The first objection is that the bill shows on its face “that the plaintiffs, at the time they executed the deed to V. M. Sutton, did so with the express intention and design of defrauding certain real estate agents out of commissions which were claimed by said agents,” and that, therefore, the bill fails to state a case for relief. In support of this contention we are referred to the case of Harris v. Harris, 23 Gratt. (64 Va.) 737, and other decisions of this court, ending with Nunnally v. Stokes, 116 Va. 472, 82 S. E. 79, in which this court, in suits to annul conveyances, has recognized and applied the familiar maxim, “Nemo allegans suam turpitudinem audiendus est.”

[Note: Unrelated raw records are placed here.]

PR #75, opened 2024-06-12
support root collection column references

hallettj:
Supports root collection column references correctly. We were using `$$ROOT` which just refers to the current collection. Root references actually reference the collection of the nearest query up the tree in the query request. The query plan that we produce from a query request is structured differently, and has `Query` values in positions where the request doesn't. So this PR introduces a "scope" concept in the query plan to capture the intended reference scopes from the request.

A couple of notes here on how the MongoDB expressions are evaluated:

The special variable `$$ROOT` refers to the "current document" being processed by the pipeline. When we look up a relation we use a `$lookup` stage which has it's own pipeline. If we reference `$$ROOT` _inside_ if the `$lookup` pipeline then it resolves to documents in the related collection - the one we are looking up.

On the other hand the `$lookup` stage also accepts a `let` map to bind variables. When we reference `$$ROOT` in a variable assignment in this `let` map it references the collection we are joining **from**, not the collection we are joining to. And then the variable bound in the `let` map is in scope in the `$lookup` pipeline.

[MDB-6](https://hasurahq.atlassian.net/browse/MDB-6)

[MDB-6]: https://hasurahq.atlassian.net/browse/MDB-6?atlOrigin=eyJpIjoiNWRkNTljNzYxNjVmNDY3MDlhMDU5Y2ZhYzA5YTRkZjUiLCJwIjoiZ2l0aHViLWNvbS1KU1cifQ

### DIFF
--- a/crates/mongodb-agent-common/src/mongodb/selection.rs
+++ b/crates/mongodb-agent-common/src/mongodb/selection.rs
@@ -323,10 +323,10 @@ mod tests {
 
         let query_plan = plan_for_query_request(&students_config(), query_request)?;
 
-        // TODO: This selection illustrates that we end up looking up the relationship twice (once
-        // with the key `class_students`, and then with the key `class_students_0`). This is
-        // because the queries on the two relationships have different scope names. The query would
-        // work with just one lookup. Can we do that optimization?
+        // TODO: MDB-164 This selection illustrates that we end up looking up the relationship
+        // twice (once with the key `class_students`, and then with the key `class_students_0`).
+        // This is because the queries on the two relationships have different scope names. The
+        // query would work with just one lookup. Can we do that optimization?
         let selection = Selection::from_query_request(&query_plan)?;
         assert_eq!(
             Into::<Document>::into(selection),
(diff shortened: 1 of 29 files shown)


crates/mongodb-agent-common/src/mongodb/selection.rs
```diff
@@ -323,6 +323,10 @@ mod tests {
 
         let query_plan = plan_for_query_request(&students_config(), query_request)?;
 
+        // TODO: This selection illustrates that we end up looking up the relationship twice (once
+        // with the key `class_students`, and then with the key `class_students_0`). This is
+        // because the queries on the two relationships have different scope names. The query would
+        // work with just one lookup. Can we do that optimization?
```
codedmart, line 329: Can we create a ticket for this TODO as well please.

codedmart (approved):
👍

crates/mongodb-agent-common/src/mongodb/selection.rs
hallettj: Sure thing, I filed https://hasurahq.atlassian.net/browse/MDB-164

No rule is better settled in our law than the one here invoked, but it cannot be applied to the case in hand, as will clearly appear from the allegations of the bill considered in the light of the following statement by Judge Buchanan in Nunnally v. Stokes, supra: “While the bill charges that the appellant was mentally inferior to her grantee, Stokes, it is not alleged* nor is it pretended, that she did not have sufficient capacity to make a valid contract. It is well settled that where both parties are legally capable of making contracts, although one may be much superior in mental capacity to the other, that circumstance does not take the case out of the general rule, unless it appears that some advantage was taken or undue influence exerted to obtain the conveyance” (italics ours). See, also, Tatum v. Tatum, 101 Va. 77, 43 S. E. 184; Smith v. Elliott, 1 Pat. and H. 307.

As will conclusively appear ip connection with the second ground of demurrer, the complainants in this case substantially allege the existence of the very elements which were wanting to warrant relief in the Nunnally *277case, namely, their lack of sufficient capacity to make a contract, and the exercise over them of an undue advantage and influence to obtain the conveyance. Moreover, the bill charges that the false and fraudulent representations of J. M. Sutton, as to the danger of suits to collect commissions, were part and parcel of the general plan and scheme of fraud by which Sutton himself procured the conveyance.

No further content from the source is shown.